If we're not finding the context of our sales using the data at our fingertips, then we're not only missing an opportunity, we’re also failing to provide a compelling customer experience.
5. Sell change.
The hardest part of most sales today is that we are rarely just selling a “product.” More often than not, we are asking our customers to change their status quo — to move from on-premises solutions to the cloud; from a spreadsheet to a CRM system; from the old reliable machine to a brand new model; or from the supplier they’ve always used to you. This isn’t easy. Change in our personal lives is hard, but getting people to change within a business environment adds another layer of challenges. It is especially hard to change when customers think what they have been doing will continue to work for them into the future.
The burden is on the sales rep to sell this change and have the customer go on this journey with you. To position change and transformation, you need the ability to tell the story in a compelling way. This is where the investment in yourself and knowledge of the industry and market and your customer will help differentiate you. By adopting a customer-centric mindset and showing customers you are invested in their success, you give them the assurance they need to embrace change.
6. Adjust the expectations.
With all these changes in customer buying behavior, technology, and expectations, sales managers must be willing to rethink what key performance indicators (KPI) are measured and rewarded. According to Salesforce’s second annual “State of Sales” research report surveying more than 3,100 sales professionals across the globe, customer experience overtook process and is now ranked the top KPI used by sales organizations to measure success.

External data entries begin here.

PR #363, opened 2026-04-02
Fix skip of table rebalance on shrink re-enter if ALTER TABLE failed on COMMIT

whitehawk:
Fix skip of table rebalance on shrink re-enter if ALTER TABLE failed on COMMIT

Problem description:
During table redistribution at shrink, if the COMMIT operation for the
transaction with ALTER TABLE ... REBALANCE failed, the table was not
redistributed at shrink operation re-enter, and was be not accessible after
the shrink, though ggrebalance reported that shrink process had finished Ok.

Root cause:
The table status was already set to Done in the ggrebalance schema, as the
status setting is done in a separate transaction (because the ggrebalance
schema resides in the different database for the most cases).

Fix:
We do not have transactions that can handle 2 different databases, so we need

I don’t recommend getting rid of all the performance metrics we have today but we must begin to introduce new metrics that are more customer-centered, not rep-performance-oriented. If we don't start thinking about new KPIs to manage the sales team, we will get stuck in the old behaviors — the “muscle memory” and the DNA — that have always been around to measure salespeople.
How do you really know who’s performing well and not performing well? Sales performance has historically been measured strictly by quota attainment. However, with these new customer demands, there are other metrics that can offer insight into sales team performance. To become customer-driven, the sales organization must begin to measure customer-based metrics such as satisfaction, net-promoter score (NPS), customer experience, and ease of interaction, to name a few. When these key performance indicators are combined with standard sales metrics, companies can gain a much greater understanding of the health of the business. (Example)
Poor customer metrics can be early indicators of dissatisfaction which can lead to unnecessary churn for recurring revenue businesses. It is the responsibility of sales leadership to expand sales metrics and KPIs to make them more customer-focused. If you are successful at doing this, you will have effectively married the science and art of customer relationships, and will be able to reward customer success, not just sales success.
By embracing not only consumer change, but your approach to the sales process, you will soon find more customer engagement, advocacy, and loyalty in this ever-changing environment.